Yes, I understood that. I didn't mean to suggest that it was an open
question, just that it was a basic question. Answering it as we have
has some implications that I don't fully understand yet. More on that
in a second.
Personally, I think we could leave the issue of whether remote classes
exist or are instantiable unspecified for now. It would give those of
you who are trying to sort out the meta-object protocol more freedom,
and I don't think it would place an unreasonable burden on programmers.
This misses the major point from my message (looking back at my message,
the point is obscured). The funny thing about specifying `meta-level'
behavior is that while we can specify minimal behavior, we can't specify
minimally. In short, I think we have to take a stand on whether there
are remote metaobjects or not.
We must decide so that users who define their own metaobject classes can
know under what conditions those classes will be instantiated. If a
user defined metaobject class is instantiated in the remote environment
some things will be `different'. At the very least it will have these
funny remote functions. User code needs to know that it must deal with
this.
I believe it is possible to take a minimal stance on what we specify.

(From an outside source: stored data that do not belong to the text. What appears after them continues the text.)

Issue #957, opened 2022-08-24
Upgrade keyring / go-keychain dependencies


alpe:
We were following the SDK on the keyring + go-keychain dependencies. There had been odd compiler warnings for some time already but not it seems that people have real issues with the versions. 
See #950 and linked issue for context.

in our go.mod
> 	github.com/keybase/go-keychain v0.0.0-20190712205309-48d3d31d256d // indirect
> replace(
>	// Use the cosmos-flavored keyring library
>	github.com/99designs/keyring => github.com/cosmos/keyring v1.1.7-0.20210622111912-ef00f8ac3d76

I did some a quick research what other versions are used. See below. 

## go-keychain
`github.com/99designs/go-keychain v0.0.0-20191008050251-8e49817e8af4` [gaia-main](https://github.com/cosmos/gaia/blob/main/go.mod#L36), [osmosis v11](https://github.com/osmosis-labs/osmosis/blob/v11.0.1/go.mod#L40), [sdk main](https://github.com/cosmos/cosmos-sdk/blob/main/go.mod#L75), #950

`github.com/keybase/go-keychain v0.0.0-20190712205309-48d3d31d256d` [terra v2](https://github.com/terra-money/core/blob/v2.1.1/go.mod#L80), [juno v9](https://github.com/CosmosContracts/juno/blob/v9.0.0/go.mod#L108), [sdk v0.45.7](https://github.com/cosmos/cosmos-sdk/blob/v0.45.7/go.mod#L88), [stargaze v6](https://github.com/public-awesome/stargaze/blob/v6.0.1/go.mod#L80)

## keyring

`github.com/cosmos/keyring v1.2.0` [sdk main](https://github.com/cosmos/cosmos-sdk/blob/main/go.mod#L290)
`github.com/99designs/keyring v1.2.1` [gaia main](https://github.com/cosmos/gaia/blob/main/go.mod#L36), [osmosis v11](https://github.com/osmosis-labs/osmosis/blob/v11.0.1/go.mod#L41)

`github.com/99designs/keyring v1.1.6` [juno v9](https://github.com/CosmosContracts/juno/blob/v9.0.0/go.mod#L27), [terra v2.1](https://github.com/terra-money/core/blob/v2.1.1/go.mod#L26)

[...]

PR #967, opened 2022-08-29
updated go.mod to make install work on Apple M1

sajanjswl:
make install fails on Apple M1 due to the older version used for

github.com/keybase/go-keychain
github.com/zondax/hid

This Pr fixes this.


alpe:
Thanks for the PR! 
We has some similar one recently where I opened https://github.com/CosmWasm/wasmd/issues/957 for discussion.

alpe:
I am closing this in favour of https://github.com/CosmWasm/wasmd/pull/985. Can you confirm that it works for you, when merged? 

I saw that gaia has pinned `github.com/zondax/hid` to the [`v0.9.0`](https://github.com/cosmos/gaia/blob/main/go.mod#L287) release. I don't feel comfortable to upgrade this dependency without more discussion.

One such workable minimal stance is to say that no portable metaobject
class will ever be instantiated in the remote environment. In this
scheme, the implementation could instantiate its own metaobjects in the
remote environment, and it could instantiate placeholders for user
metaobjects as well. This would make it possible to do the kind of file
compilation we all know and love when doing normal programming. Only
portable `compilers' would have to use the load, then compile approach.